PR #2091, opened 2025-01-23
fix: Workflow execution logic error

shaohuzhang1:
fix: Workflow execution logic error

### DIFF
--- a/apps/application/flow/step_node/function_lib_node/impl/base_function_lib_node.py
+++ b/apps/application/flow/step_node/function_lib_node/impl/base_function_lib_node.py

- Required work -
The lines you return should be those above that contain the word "impl", every one of them.

- The completed task -
--- a/apps/application/flow/step_node/function_lib_node/impl/base_function_lib_node.py
+++ b/apps/application/flow/step_node/function_lib_node/impl/base_function_lib_node.py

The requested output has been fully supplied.